PR #2285, opened 2023-04-25
feat(iframe-plugin): receive pwa installation status from plugins

KaiVandivier:
Receives and plugin installation status and uses it to load first one plugin of each time to allow its service worker to install, then load the rest of the plugins of that type from the cache to save network resources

Try it:
Check each line above for the word "plugin" and give the number of lines that have it, nothing else.

Reply to the exercise:
2